PR #4307, opened 2023-11-01
[Common] check index to get nth tensor

jaeyun-jung:
Code clean, check index to get nth tensor from gst-buffer and remove unnecessary code.

### DIFF
--- a/gst/nnstreamer/nnstreamer_plugin_api_impl.c
+++ b/gst/nnstreamer/nnstreamer_plugin_api_impl.c
@@ -1547,7 +1547,7 @@ GstMemory *
 gst_tensor_buffer_get_nth_memory (GstBuffer * buffer, const guint index)
 {
   guint i, num_tensors, offset = 0;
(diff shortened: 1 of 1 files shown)


gst/nnstreamer/nnstreamer_plugin_api_impl.c
```diff
@@ -1557,8 +1557,9 @@ gst_tensor_buffer_get_nth_memory (GstBuffer * buffer, const guint index)
   }
 
   num_tensors = gst_tensor_buffer_get_count (buffer);
-  if (num_tensors == 0U) {
-    nns_loge ("num_tensors is 0. Please check the buffer.");
+  if (index >= num_tensors) {
```
songgot, line 1560: Since ```index``` starts from 0, it seems that an exception is handled if the return value of ``` gst_tensor_buffer_get_count()``` is 0.

songgot (approved):
LGTM

PR #4308, opened 2023-11-02
[Common] unref memory when appending tensor buffer

jaeyun-jung:
Fix util function to take gst-memory if failed to append it.


myungjoo (approved):

songgot (approved):
LGTM

PR #4309, opened 2023-11-02
[Common] fix mem leak case

jaeyun-jung:
Fix mem leak case if failed to append memory into gst-buffer.

### DIFF
--- a/gst/nnstreamer/nnstreamer_plugin_api_impl.c
+++ b/gst/nnstreamer/nnstreamer_plugin_api_impl.c
@@ -346,7 +346,7 @@ gst_tensor_time_sync_buffer_from_collectpad (GstCollectPads * collect,
   GstTensorsConfig in_configs;
   GstClockTime base_time = 0;
   GstTensorInfo *_info;
-  guint i;
+  guint i, j;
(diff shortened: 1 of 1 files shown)


gst/nnstreamer/nnstreamer_plugin_api_impl.c
```diff
@@ -510,6 +504,9 @@ gst_tensor_time_sync_buffer_from_collectpad (GstCollectPads * collect,
     }
 
     if (!gst_tensor_buffer_append_memory (tensors_buf, mem, _info)) {
+      for (j = i + 1; j < counting; j++)
+        gst_memory_unref (in_mem[j]);
+
```
songgot, line 509: I do not know well but,
Can this be solved with ```gst_buffer_unref(tensor_buf)``` ?

jaeyun-jung: The memories are not appended yet, so gst_buffer_unref() cannot release these.

songgot: Thank you.

songgot (approved):
LGTM

myungjoo (approved):

PR #4310, opened 2023-11-02
[action] Do not run github workflows on every push event

anyj0527:
- Doing every workflows on each push is not necessary as each
  pull request already checks it.
- Do not run those to save the earth!

[action] Cache gbs once every weekday
- Let the new workflow cache gbs every weekday.

**Self evaluation:**


myungjoo (approved):

songgot (approved):
LGTM

PR #4312, opened 2023-11-06
[Tizen/SensorSrc] fix mem leak case

jaeyun-jung:
Code clean, fix mem leak case when failed to add new gst-buffer.


myungjoo (approved):

gichan-jang (approved):
LGTM

PR #4320, opened 2023-11-10
[Edge] Remove re-connect from nnstreamer element

gichan-jang:
- Since the reconnection has been changed to be done inside the nns-edge, nns_edge_connect for reconnection is deleted from the nnstreamer element.
 - Add state change function and set `playing` prop.

**Self evaluation:**
1. Build test: [O]Passed [ ]Failed [ ]Skipped
2. Run test: [O]Passed [ ]Failed [ ]Skipped

### DIFF
--- a/gst/edge/edge_src.c
+++ b/gst/edge/edge_src.c
@@ -65,6 +65,8 @@ static void gst_edgesrc_set_dest_port (GstEdgeSrc * self,
 static nns_edge_connect_type_e gst_edgesrc_get_connect_type (GstEdgeSrc * self);
 static void gst_edgesrc_set_connect_type (GstEdgeSrc * self,
     const nns_edge_connect_type_e connect_type);
+static GstStateChangeReturn gst_edgesrc_change_state (GstElement *
+    element, GstStateChange transition);
 
 /**
  * @brief initialize the class
@@ -117,6 +119,7 @@ gst_edgesrc_class_init (GstEdgeSrcClass * klass)
 
   gstbasesrc_class->start = gst_edgesrc_start;
   gstbasesrc_class->create = gst_edgesrc_create;
+  gstelement_class->change_state = gst_edgesrc_change_state;
 
   GST_DEBUG_CATEGORY_INIT (GST_CAT_DEFAULT,
       GST_EDGE_ELEM_NAME_SRC, 0, "Edge src");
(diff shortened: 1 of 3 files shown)


gst/edge/edge_src.c
```diff
@@ -345,20 +378,21 @@ gst_edgesrc_create (GstBaseSrc * basesrc, guint64 offset, guint size,
...
   GstBuffer *buffer = NULL;
   guint i, num_data;
   int ret;
 
   UNUSED (offset);
   UNUSED (size);
 
-  data_h = g_async_queue_pop (self->msg_queue);
+  while (self->playing && !data_h) {
+    data_h = g_async_queue_timeout_pop (self->msg_queue, G_USEC_PER_SEC);
```
songgot, line 390: How about setting the property instead of 'G_USEC_PER_SEC'?

songgot (approved):
LGTM

gst/nnstreamer/tensor_query/tensor_query_client.c
```diff
@@ -690,8 +670,8 @@ gst_tensor_query_client_chain (GstPad * pad,
   g_free (val);
 
   if (NNS_EDGE_ERROR_NONE != nns_edge_send (self->edge_h, data_h)) {
-    nns_logw ("Failed to publish to server node, retry connection.");
-    goto retry;
+    nns_logi ("Failed to publish to server node, retry connection.");
+    goto done;
```
wooksong, line 674: Is it OK without changing ```res``` and returning it?

gichan-jang: It's Ok. Even if it fails to send the buffer, drop the current buffer and send the next incoming buffer.
And if we return error here, the pipeline stops.

gst/edge/edge_src.c
gichan-jang: Thanks for the suggestion.

jaeyun-jung, line 390: Q: timed-out param
Should we set the timeout to wait for new data? If edge device does not send new data in connected state, then this may raise an error.

gichan-jang: This is to prevent infinite waiting of data.
Even if timeout occurs while connected, it waits for an additional 1 second and no error occurs.

jaeyun-jung (approved):

PR #2297, opened 2020-12-10
NXDRIVE-2309: Improve the session pause behavior

BoboTiG:
Before the patch, all items to be transferred were started and then paused when their session was paused. This was quite bad because as a transfer was initiated, a call to the server was made for at least retrieve a `batchId`. Even worse, all remaining transfers not yet handled were started _at once_; resulting in N parallel calls to the server and entries in the `Uploads` database table.

Now, when pausing a session, ongoing transfers will be finished for non-chunked ones, the others will be paused ASAP.

Another issue was fixed when starting the app and a session is paused: all its transfers were added to the queue and then filtered out by the `Processor`. The SQL query was improved to prevent pushing such pairs into the queue.

As always: less is better, let's be lazy :)

### DIFF
--- a/nxdrive/engine/dao/sqlite.py
+++ b/nxdrive/engine/dao/sqlite.py
@@ -1297,32 +1297,38 @@ class EngineDAO(ConfigurationDAO):
         )
 
     def _get_to_sync_condition(self) -> str:
-        return "pair_state != 'synchronized' AND pair_state != 'unsynchronized'"
+        return "pair_state NOT IN ('synchronized', 'unsynchronized')"
 
     def register_queue_manager(self, manager: "QueueManager") -> None:
-        # Prevent any update while init queue
+        """Register the queue manager and add all *pairs* to handle into the queue."""
+
         with self.lock:
             self.queue_manager = manager
-            con = self._get_write_connection()
-            c = con.cursor()
-            # Order by path to be sure to process parents before children
-            pairs: List[DocPair] = c.execute(
-                "SELECT *"
-                "  FROM States "
-                f"WHERE {self._get_to_sync_condition()}"
+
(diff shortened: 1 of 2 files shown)


nxdrive/engine/processor.py
```diff
@@ -549,7 +560,7 @@ def _direct_transfer_end(
         self.dao.remove_state(doc_pair, recursive=recursive)
 
         # Update session then handle the status
-        session = self.dao.get_session(doc_pair.session)
+        session = session or self.dao.get_session(doc_pair.session)
```
rom1win, line 563: I think we should always get the session from the database here as it can change many times before attaining `_direct_transfer_end()`

BoboTiG: Should we remove the `session` argument and always fetch a fresh session object?

nxdrive/engine/dao/sqlite.py
```diff
@@ -2778,19 +2784,19 @@ def resume_session(self, uid: int) -> None:
...
 
+            # Push not-yet-handled session transfers into the queue
             if self.queue_manager:
-                rows = c.execute(
-                    "SELECT * FROM States WHERE id IN"
-                    " (SELECT doc_pair FROM Uploads WHERE doc_pair IN (SELECT id FROM States WHERE Session = ?))",
-                    (uid,),
-                ).fetchall()
-                for doc_pair in rows:
+                rows = c.execute("SELECT * FROM States WHERE session = ?", (uid,))
```
BoboTiG, line 2796: Hm I just found something here: we potentially repush the same `doc_pair` for all ongoing uploads. And duplicates may happen. Right?

rom1win (approved):

PR #2414, opened 2021-01-26
NXDRIVE-2329: [Direct Transfer] Give more space to the QTreeView

BoboTiG:
Also:
- Reduce options height: they seem more "grouped" now.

==================================================

__The task__
Retrieve each line from the records above where the word "GstCollectPads" occurs.

__Reply to the task__
@@ -346,7 +346,7 @@ gst_tensor_time_sync_buffer_from_collectpad (GstCollectPads * collect,
@@ -510,6 +504,9 @@ gst_tensor_time_sync_buffer_from_collectpad (GstCollectPads * collect,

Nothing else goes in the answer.